**PROBLEM TO WORK ON:** Your task is to find every line in the records that holds the string "DeliveryService" and copy it.

##### TASK DATA #####

PR #95, opened 2026-04-27
chore(chat-cli): switch transport at runtime via --transport flag

osmaczko:
Both file and logos-delivery transports are now compiled into a single binary and selected at runtime (default: logos-delivery), replacing the env-var-driven build-time cfg.

Motivation: https://github.com/logos-messaging/libchat/pull/91#discussion_r3121527329

### DIFF
--- a/.github/workflows/ci.yml
+++ b/.github/workflows/ci.yml
@@ -16,8 +16,11 @@ jobs:
     steps:
       - uses: actions/checkout@v4
       - run: rustup update stable && rustup default stable
-      - run: cargo build --verbose
-      - run: cargo test --verbose
+      # chat-cli's build.rs unconditionally links liblogosdelivery and requires
+      # LOGOS_DELIVERY_LIB_DIR. The smoketest job builds and exercises it under
+      # Nix; here we keep the toolchain-only job fast by skipping it.
+      - run: cargo build --verbose --workspace --exclude chat-cli
+      - run: cargo test --verbose --workspace --exclude chat-cli
 
   clippy:
     name: Clippy
@@ -26,7 +29,7 @@ jobs:
       - uses: actions/checkout@v4
       - run: rustup update stable && rustup default stable
       - run: rustup component add clippy
-      - run: cargo clippy --all-targets --all-features -- -D warnings
+      - run: cargo clippy --all-targets --all-features --workspace --exclude chat-cli -- -D warnings
 
   fmt:
     name: Format
--- a/bin/chat-cli/src/main.rs
+++ b/bin/chat-cli/src/main.rs
@@ -3,13 +3,21 @@ mod transport;
 mod ui;
 mod utils;
 
-use std::path::PathBuf;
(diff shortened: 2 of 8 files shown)


bin/chat-cli/src/main.rs
```diff
@@ -48,30 +59,54 @@ struct Cli {
...
     std::fs::create_dir_all(&cli.data).context("failed to create data directory")?;
 
-    println!("Starting chat as '{}'...", cli.name);
-    println!("Data dir: {}", cli.data.display());
+    match cli.transport {
+        TransportKind::File => {
+            let transport_dir = cli.data.join("transport");
+            let (transport, inbound) = transport::file::FileTransport::new(&transport_dir)
+                .context("failed to create file transport")?;
+            run(transport, inbound, &cli)
```
jazzz, line 70: [Dust] Managing two separate invocations is likely to cause bugs in the future. You could return a  `Box<dyn DeliveryService>;` from the match/setup function. This means that the invocation site for all transports would be the same.

bin/chat-cli/src/main.rs
```diff
@@ -48,30 +59,54 @@ struct Cli {
...
+        }
+        TransportKind::LogosDelivery => {
+            use transport::logos_delivery::{Config, Service};
+
+            eprintln!("Starting logos-delivery node (preset={})...", cli.preset);
+            eprintln!("This may take a few seconds while connecting to the network.");
```
kaichaosun: I'm wondering why use `eprintln`, not `println` or to the log file?

kaichaosun (approved):

.github/workflows/ci.yml
```diff
@@ -26,7 +29,7 @@ jobs:
       - uses: actions/checkout@v4
       - run: rustup update stable && rustup default stable
       - run: rustup component add clippy
-      - run: cargo clippy --all-targets --all-features -- -D warnings
+      - run: cargo clippy --all-targets --all-features --workspace --exclude chat-cli -- -D warnings
```
jazzz, line 32: These  `--exclude chat-cli`'s are telling me that `chat-cli` crate likely does not belong inside of this repo if needs to keep being handled differently.

jazzz (approved):
No blockers - love it.

jazzz:
Is this waiting on anything in particular? Or is it good to merge?

bin/chat-cli/src/main.rs
osmaczko: `Box<dyn DeliveryService>` doesn't compose directly, the trait's associated `Error` differs between impls (`FileTransportError` vs `DeliveryError`), so unifying it means erasing to `Box<dyn Error>`.

.github/workflows/ci.yml
osmaczko: That's a fair point. I like to think of chat-cli as a demo that should live in this repo, although there are also reasons to move it out, especially as it matures and becomes more complex.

#####

**WORKED SOLUTION:**
jazzz, line 70: [Dust] Managing two separate invocations is likely to cause bugs in the future. You could return a  `Box<dyn DeliveryService>;` from the match/setup function. This means that the invocation site for all transports would be the same.
osmaczko: `Box<dyn DeliveryService>` doesn't compose directly, the trait's associated `Error` differs between impls (`FileTransportError` vs `DeliveryError`), so unifying it means erasing to `Box<dyn Error>`.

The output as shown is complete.